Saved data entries
PR #1531, opened 2016-08-25
bigquery/language/logging/prediction/vision: decouple packages

stephenplusplus:
After #1529 ships, this does the de-coupling of packages using the new method, `common.util.isCustomType()`

### DIFF
--- a/packages/logging/package.json
+++ b/packages/logging/package.json
@@ -50,6 +50,7 @@
     "logging"
   ],
   "dependencies": {
+    "@google-cloud/common": "^0.3.0",
     "arrify": "^1.0.0",
     "extend": "^3.0.0",
     "google-proto-files": "^0.2.1",
@@ -57,11 +58,10 @@
     "string-format-obj": "^1.0.0"
   },
   "devDependencies": {
-    "async": "^1.4.2",
     "@google-cloud/bigquery": "*",
-    "@google-cloud/common": "*",
     "@google-cloud/pubsub": "*",
     "@google-cloud/storage": "*",
+    "async": "^1.4.2",
     "methmeth": "^1.0.0",
     "mocha": "^3.0.1",
     "node-uuid": "^1.4.3",
--- a/packages/bigquery/package.json
+++ b/packages/bigquery/package.json
@@ -50,18 +50,18 @@
     "bigquery"
   ],
   "dependencies": {
+    "@google-cloud/common": "^0.3.0",
     "arrify": "^1.0.0",
     "duplexify": "^3.2.0",
     "extend": "^3.0.0",
-    "@google-cloud/common": "^0.3.0",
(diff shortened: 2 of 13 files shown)


package.json
```diff
@@ -29,7 +29,7 @@
     "docs": "node ./scripts/docs/packages.js",
     "bundle": "node ./scripts/docs/bundle.js",
     "lint": "jshint scripts/ packages/ system-test/ test/ && jscs packages/ system-test/ test/",
-    "test": "npm run docs && npm run bundle && mocha test/docs.js packages/*/test/*.js",
+    "test": "npm run docs && npm run bundle && mocha --timeout 5000 test/docs.js packages/*/test/*.js",
```
callmehiphop: What happened to `--no-timeouts`?

stephenplusplus: We have that for system tests, but not unit.

packages/logging/package.json
```diff
@@ -52,16 +52,16 @@
...
-    "@google-cloud/common": "^0.1.0",
-    "@google-cloud/pubsub": "^0.1.0",
-    "@google-cloud/storage": "^0.1.0",
     "google-proto-files": "^0.2.1",
     "is": "^3.0.1",
     "string-format-obj": "^1.0.0"
   },
   "devDependencies": {
     "async": "^1.4.2",
+    "@google-cloud/bigquery": "*",
```
callmehiphop: Why do we need these on dev dependencies?

callmehiphop: system tests?

stephenplusplus: Yep.

packages/vision/package.json
```diff
@@ -53,8 +53,7 @@
     "arrify": "^1.0.0",
     "async": "^1.4.2",
     "extend": "^3.0.0",
-    "@google-cloud/common": "^0.1.0",
-    "@google-cloud/storage": "^0.1.0",
```
callmehiphop: I'm assuming there is a system test for this? Don't we still need it as a dev dependency?

packages/logging/package.json
```diff
@@ -52,16 +52,16 @@
...
+    "@google-cloud/common": "*",
```
callmehiphop: Also I believe that @google-cloud/common needs to stay a regular `dependency`.

stephenplusplus: Woops.

packages/vision/package.json
stephenplusplus: There wasn't a system test that uses a file actually. Should I write one?

callmehiphop: Assuming there is code that uses storage, I think that would be a great idea!

stephenplusplus: Done!

stephenplusplus:
PTAL.

Issue #1542, opened 2016-08-30
Emit header for gRPC messages


pcostell:
gRPC connections currently don't have enough information in the request for us to do efficient traffic management/routing. 

Will you add a header that allows for us to optimize for this on the server? The header format is:

```
name: google-cloud-resource-prefix
value: projects/my-project-id
```

In general, the prefix would be the same as the JSON-over-http URL up to any custom method. For example, a Cloud Datastore commit message over JSON would hit the url `projects/my-project-id:commit`.

Here is an example usage in the cloud-bigtable-client: https://github.com/GoogleCloudPlatform/cloud-bigtable-client/pull/915/files#diff-1078787e69bc1d7c5bb8507f0a87a143R83

dhermes:
@pcostell This should be true in Python as well?

```python
headers = [
    ('authorization', 'Bearer ' + access_token),
    ('user-agent', self._user_agent),
    ('google-cloud-resource-prefix', 'projects/my-project-id'),
]
```

[1]: https://github.com/GoogleCloudPlatform/gcloud-python/blob/6ce152cc097a113874a7713cceb99ce2eda13818/gcloud/_helpers.py#L572-L575

pcostell:
Yes -- note that we don't need it for proto/JSON-over-HTTP, only for gRPC calls.

PR #1546, opened 2016-08-30
allow setting gRPC metadata

stephenplusplus:
RE: #1542 
#### To Dos
- [x] Unit tests

@murgatroid99 -- could you take a look and let me know if this is the correct way to set metadata? Thanks!

### DIFF
--- a/packages/common/test/grpc-service.js
+++ b/packages/common/test/grpc-service.js
@@ -243,7 +243,7 @@ describe('GrpcService', function() {
       assert.strictEqual(calledWith[1], OPTIONS);
     });
 
-    it('should default grpcMetadata to null', function() {
+    it('should default grpcMetadata to empty metadata', function() {
       var fakeGrpcMetadata = {};
 
       GrpcMetadataOverride = function() {


packages/common/src/grpc-service.js
```diff
@@ -635,18 +642,27 @@ GrpcService.structToObj_ = function(struct) {
...
       return;
     }
 
-    var credentials = grpc.credentials.combineChannelCredentials(
+    var callCredentialObjects = [
       grpc.credentials.createSsl(),
       grpc.credentials.createFromGoogleCredential(authClient)
+    ];
+
+    callCredentialObjects = callCredentialObjects.concat(self.callCredentials);
```
stephenplusplus: This is where the metadata CallCredential object [created here](https://github.com/GoogleCloudPlatform/google-cloud-node/pull/1546/files#diff-78d3ba232fe7028b5068f61d6d20a988R737) is combined with the `createSsl` and `createFromGoogleCredential` objects created above.

packages/common/src/grpc-service.js
```diff
@@ -717,5 +733,19 @@ GrpcService.prototype.getService_ = function(protoOpts) {
   return service;
 };
 
+GrpcService.prototype.setGrpcMetadata_ = function(metadata) {
+  var cc = grpc.credentials.createFromMetadataGenerator(function(_, cb) {
+    var grpcMetadata = new grpc.Metadata();
+
+    for (var prop in metadata) {
+      grpcMetadata.add(prop, metadata[prop]);
+    }
```
murgatroid99: I would recommend creating and filling the metadata object outside of the metadata generator function. Some validation is done there, and it would be better to get the validation errors immediately, rather than waiting until a method is called.

stephenplusplus: Thanks for the quick review! Could you show what that looks like? I tried to model this after an example snippet you gave here: https://github.com/GoogleCloudPlatform/google-cloud-node/issues/1346#issuecomment-240912476

murgatroid99:
This is an unexpected use of call credentials, but it should work.

Another option would be to add the metadata directly to the per call metadata when making a call, by doing something like this wherever you make grpc calls:

```js
for (prop in metadata) {
  perCallMetadata.add(prop, metadata[prop]);
}
service.callMethod(argument, perCallMetadata, callback);
```

packages/common/src/grpc-service.js
```diff
@@ -227,8 +229,17 @@ GrpcService.prototype.request = function(protoOpts, reqOpts, callback) {
   delete reqOpts.autoPaginateVal;
 
   var service = this.getService_(protoOpts);
-  var grpcOpts = {};
 
+  var metadata = null;
```
murgatroid99: Yes, this is what I meant. Either this or the previous iteration should work fine, but what you have now is closer to how I originally expected the API to be used.

stephenplusplus: Cool, thanks for the guidance!

packages/common/src/grpc-service.js
```diff
@@ -158,6 +159,18 @@ function GrpcService(config, options) {
     this.grpcCredentials = grpc.credentials.createInsecure();
   }
 
+  this.grpcMetadata = null;
```
callmehiphop: Have you noticed any system test failures in the event that grpcMetadata is `null`? I pulled your branch down and linked common to all other packages and was met with an immediate Bigtable failure.

Doing this fixed the issue for me locally.

```js
this.grpcMetadata = new grpc.Metadata();

if (config.grpcMetadata) {
  for (var prop in config.grpcMetadata) {
    if (config.grpcMetadata.hasOwnProperty(prop)) {
      this.grpcMetadata.add(prop, config.grpcMetadata[prop]);
    }
  }
}
```

stephenplusplus: Oh sheesh, good catch. I'll make the fix shortly.

stephenplusplus: Done!

packages/common/test/grpc-service.js
```diff
@@ -241,11 +241,17 @@ describe('GrpcService', function() {
     });
 
     it('should default grpcMetadata to null', function() {
```
callmehiphop: *should default grpcMetadata to empty metadata**

stephenplusplus: Fixed!

PR #1548, opened 2016-08-31
Add Gapic-generated files to logging API.

jmuk:
The same structure as #1476.

### DIFF
--- a/packages/logging/src/v2/index.js
+++ b/packages/logging/src/v2/index.js
@@ -20,7 +20,6 @@ var loggingServiceV2Api = require('./logging_service_v2_api');
 var metricsServiceV2Api = require('./metrics_service_v2_api');
 var extend = require('extend');
 var gax = require('google-gax');
-var lodash = require('lodash');
 
 function v2(options) {
   options = extend({
@@ -35,8 +34,5 @@ function v2(options) {
 }
 
 v2.SERVICE_ADDRESS = loggingServiceV2Api.SERVICE_ADDRESS;
-v2.ALL_SCOPES = lodash.union(
-    configServiceV2Api.ALL_SCOPES,
-    loggingServiceV2Api.ALL_SCOPES,
-    metricsServiceV2Api.ALL_SCOPES);
+v2.ALL_SCOPES = loggingServiceV2Api.ALL_SCOPES;
 module.exports = v2;
--- a/packages/logging/package.json
+++ b/packages/logging/package.json
@@ -57,7 +57,6 @@
     "google-gax": "^0.6.0",
     "google-proto-files": "^0.2.1",
     "is": "^3.0.1",
-    "lodash": "^4.15.0",
     "string-format-obj": "^1.0.0"
   },
   "devDependencies": {


stephenplusplus:
Cool, thanks! Some linting issues:

```sh
$ npm run lint
> google-cloud-node@ lint /home/travis/build/GoogleCloudPlatform/google-cloud-node

packages/logging/src/v2/config_service_v2_api.js: line 448, col 2, Unnecessary semicolon.
packages/logging/src/v2/logging_service_v2_api.js: line 451, col 2, Unnecessary semicolon.
packages/logging/src/v2/metrics_service_v2_api.js: line 447, col 2, Unnecessary semicolon.
```

packages/logging/src/v2/index.js
```diff
@@ -0,0 +1,42 @@
...
+  var gaxGrpc = gax.grpc(options);
+  var result = {};
+  extend(result, configServiceV2Api(gaxGrpc));
+  extend(result, loggingServiceV2Api(gaxGrpc));
+  extend(result, metricsServiceV2Api(gaxGrpc));
+  return result;
+}
+
+v2.SERVICE_ADDRESS = loggingServiceV2Api.SERVICE_ADDRESS;
+v2.ALL_SCOPES = lodash.union(
```
stephenplusplus: We can save ourselves the `lodash` dependency if we just do:

```js
v2.ALL_SCOPES = [].concat(
  configServiceV2Api.ALL_SCOPES,
  loggingServiceV2Api.ALL_SCOPES,
  metricsServiceV2Api.ALL_SCOPES
);
```

jmuk: Many parts of those `ALL_SCOPES` can overlap each other and `[].concat` will leave duplication. Is it okay?

The logging API has the exactly same set of scopes among those services, so simply using `loggingServiceV2Api.ALL_SCOPES` might be okay.

stephenplusplus: Sorry, I missed that. In cases like that, using `union` makes sense, but we can trim down the dependency tree by just installing `lodash.union`: http://npmjs.com/lodash.union.

If all of these `ALL_SCOPES` values are the same, we might as well skip it in this case if possible.

jmuk: Modified as `v2.ALL_SCOPES = loggingServiceV2Api.ALL_SCOPES;`

packages/logging/src/v2/logging_service_v2_api.js
```diff
@@ -0,0 +1,454 @@
...
+  if ('filter' in args.otherArgs) {
+    req.filter = args.otherArgs.filter;
+  }
+  if ('orderBy' in args.otherArgs) {
+    req.order_by = args.otherArgs.orderBy;
+  }
+  if ('pageSize' in args.otherArgs) {
+    req.page_size = args.otherArgs.pageSize;
+  }
+  return this._listLogEntries(req, args.options, args.callback);
```
stephenplusplus: @jmuk The handwritten library's version of this currently looks like this:

```js
logging.getEntries(function(err, entries) {});
```

Or in stream mode:

```js
logging.getEntries()
  .on('error', function(err) {})
  .on('data', function(entry) {})
  .on('end', function() {});
```

Behind the scenes, if the API response from "listLogEntries()" returns a `nextPageToken`, we automatically run the query again, without the user even realizing that extra call was made. If the user wants to paginate themselves, they do this:

```js
logging.getEntries({ autoPaginate: false }, function(err, firstResultSet, nextQuery) {
  if (nextQuery) {
    logging.getEntries(nextQuery, function(err, secondResultSet, nextQuery) {
      ...
    });
  }
});
```

Does this method (`LoggingServiceV2Api.prototype.listLogEntries()`) do automatic-pagination as well?

If yes, this method auto-paginates: how should the handwritten methods that allow manual cursoring continue to work?

If no, this doesn't auto-paginate: how can I get a hold of the `nextPageToken` value to continue cursoring for the user?

Thanks!

jmuk: Yes, it returns a stream and it automatically does the automatic pagination (it's called page-streaming, in our side). It automatically fetches the next response by using `nextPageToken` and emits an instance of log entry instead of listLogEntriesResponse upon 'data' event.

In order to iterate over pages, it actually require to specify a value in the call options.
```javascript
var v2 = require('@google-cloud/logging').v2();
var api = v2.loggingServiceV2Api();

api.listLogEntries([projectId], new gax.CallOptions({page_token: gax.FIRST_PAGE})).on('data', function(resp) {
   // resp is a listLogEntriesResponse.
}).on('end', function() { ...});
```
`page_token` here will be supplied from the last result, or use `gax.FIRST_PAGE` object when starting from a page.

This design borrows from what Python is doing, so might not look like the way JS programmers will do. In that case please tell me how this can be improved.

jmuk: Filed https://github.com/googleapis/gax-nodejs/issues/35, please add comments there.

PR #1552, opened 2016-08-31
datastore: deep clone user objects

### LINKED ISSUE #1551: `datastore.save` transforming JS Array into arrayValue
When saving data to the datastore, it seems that when a Javascript Array is contained inside an object that is a class instance (as opposed of a pure JS object),  the JS Array is being transformed into an 'arrayValue'.

Interestingly, the same does not happen with a pure JS Object. The code below demonstrates this happening and also shows how arrays inside JS Objects remain unchanged.

Sample JS:
```js
'use strict';
const gcloud = require('gcloud');
const config = require('../config/config');

const ds = gcloud.datastore({
  projectId: config.get('GCLOUD_PROJECT')
});

class MyClass {

}

const myInstance = new MyClass();
myInstance.myArray = ['A', 'B', 'C'];

const myObject = {
  myArray: ['A', 'B', 'C', 'D']
}

const data =
  [
    {
      name: 'key1',
      value: 'value1'
    },
    {
      name: 'key2',
      value: ['A', 'B', 'C', 'D']
    },
    {
      name: 'myObject',
      value: myObject
    },
    {
      name: 'myInstance',
      value: myInstance
    }
  ];

const key = ds.key('test');

const entity = {
  key: key,
  data: data
}

console.log('myInstance before save: ', myInstance);
console.log('myObject before save: ', myObject);
ds.save(entity, err => {
  if (err) {
    console.log(err);
  }
  console.log('myInstance after save: ', myInstance, '// arrayValue instead of a regular JS Array');
  console.log('myObject after save: ', myObject, '// Arrays in Objects keep unchanged!');  
});
```

Output:
```
myInstance before save:  MyClass { myArray: [ 'A', 'B', 'C' ] }
myObject before save:  { myArray: [ 'A', 'B', 'C', 'D' ] }
myInstance after save:  MyClass { myArray: { arrayValue: { values: [Object] } } } // arrayValue instead of a regular JS Array
myObject after save:  { myArray: [ 'A', 'B', 'C', 'D' ] } // Arrays in Objects keep unchanged!
```

If you are still having issues, please be sure to include as much information as possible:

#### Environment details

  - OS: OS X El Capitain (10.11.6 )
  - Node.js version: v4.2.6
  - npm version: 2.14.12
  - google-cloud-node version: ~0.36.0

#### Steps to reproduce

  1. run the script above

stephenplusplus:
Fixes #1551

### DIFF
--- a/packages/datastore/test/entity.js
+++ b/packages/datastore/test/entity.js
@@ -442,9 +442,10 @@ describe('entity', function() {
 
       var originalValue = extend(true, {}, value);
 
-      entity.encodeValue(value);
+      var encodedValue = entity.encodeValue(value);
 
       assert.deepEqual(value, originalValue);
+      assert.notStrictEqual(value, encodedValue);
     });
 
     it('should encode an empty object', function() {


packages/datastore/test/entity.js
```diff
@@ -430,6 +431,22 @@ describe('entity', function() {
...
+            obj: true
+          }
+        }
+      };
+
+      var originalValue = extend(true, {}, value);
+
+      entity.encodeValue(value);
+
+      assert.deepEqual(value, originalValue);
```
callmehiphop: Can we also do a `notStrictEqual` here?

stephenplusplus: Done-o.

Issue #1493, opened 2016-08-15
OS testing


callmehiphop:
One area that we need to improve upon before we go beta is automating tests on Windows and OSX.

It appears [Travis offers osx support](https://docs.travis-ci.com/user/multi-os/), but it is considered beta still.

- [x] Windows: Appveyor
- [x] OS X: Travis

stephenplusplus:
Link dropping: https://www.appveyor.com/

stephenplusplus:
@omaray @jgeewax We will need Appveyor enabled for our repo: https://ci.appveyor.com/project/googlecloudplatform/google-cloud-node -- then you'll need to give access to the "team" here: https://ci.appveyor.com/team

dhermes:
Ditto on enabling https://ci.appveyor.com/project/googlecloudplatform/gcloud-python

omaray:
No this is great!

@jonparrott and @elibixby would it be possible to give access to Node and Python.

Thanks!

mziccard:
Can this also be enabled for `gcloud-java`?  https://ci.appveyor.com/project/googlecloudplatform/gcloud-java

elibixby:
the @GoogleCloudPlatform/gcloud team has admin access on all these repos, and it doesn't look like AppVeyor requires Org level access. Are you unable to enable this yourself?

dhermes:
@elibixby When I go to https://ci.appveyor.com/projects/new and click "Add" for the "google-cloud-python" project under the "GoogleCloudPlatform" it produces it under `/dhermes`, e.g.
https://ci.appveyor.com/project/dhermes/google-cloud-python-bqg0j

elibixby:
It does the same for me. I don't see any way to produce a project under the org banner as those links request. Does anybody know if that's possible and if so how?

dhermes:
http://help.appveyor.com/discussions/questions/1154-appveyor-account-for-github-organizations seems to have an answer (I am midway through reading)

dhermes:
NVM this seems more up to date: https://www.appveyor.com/docs/team-setup/#setting-up-appveyor-account-for-github-organization

elibixby:
Alright, I have created GoogleCloudPlatform as an AppVeyor account. And made @GoogleCloudPlatform/gcloud an admin. Try logging in with github again after signing out and hopefully you'll see a drop down (if I understand everything correctly).

dhermes:
[...]

PR #1553, opened 2016-08-31
tests: add OS X to travis

stephenplusplus:
RE: #1493 

Let's see how this goes!


stephenplusplus:
Things are looking up for this PR. It looks like Travis is running both the "PR" tests and "Push" tests. That's not normal, is it @callmehiphop?

callmehiphop:
https://github.com/travis-ci/travis-ci/issues/3241#issuecomment-77120970 ..?

stephenplusplus:
Between "Build pushes" and "Build pull requests" Travis options, I chose to only Build pushes. If a "push" build runs from a PR, then we apparently don't need to run the "pull request" build. Working theory...

PR #1556, opened 2016-09-01
bigtable: return Buffer instead of base64 when decode is true

### LINKED ISSUE #1526: Binary data in BigTable column
Hi, I am trying to store an encode protobuf in BigTable and I'm not able to insert binary data (represented as a Buffer) into a BigTable column. I have tried the following ways: 

```js
this.table.insert([
  key: `foo`,
  data: {
    event: new Buffer(),
  },
]);

this.table.insert([
  key: `foo`,
  data: {
    event: {
     data: new Buffer(),
    }
  },
]);
```

It seems to get stringified somewhere in the client library, which is making the data invalid.

callmehiphop:
Closes #1526

### DIFF
--- a/packages/bigtable/src/mutation.js
+++ b/packages/bigtable/src/mutation.js
@@ -60,14 +60,18 @@ var methods = Mutation.methods = {
  * Parses "bytes" returned from proto service.
  *
  * @param {string} bytes - Base64 encoded string.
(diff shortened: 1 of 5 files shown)


callmehiphop:
@arbesfeld is this closer to the behavior you are expecting?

EXERCISE DIRECTIONS
What is the number of lines in the entries above that contain the string "pageSize"? Reply with the number and nothing more.

RESULT OF THIS TASK
2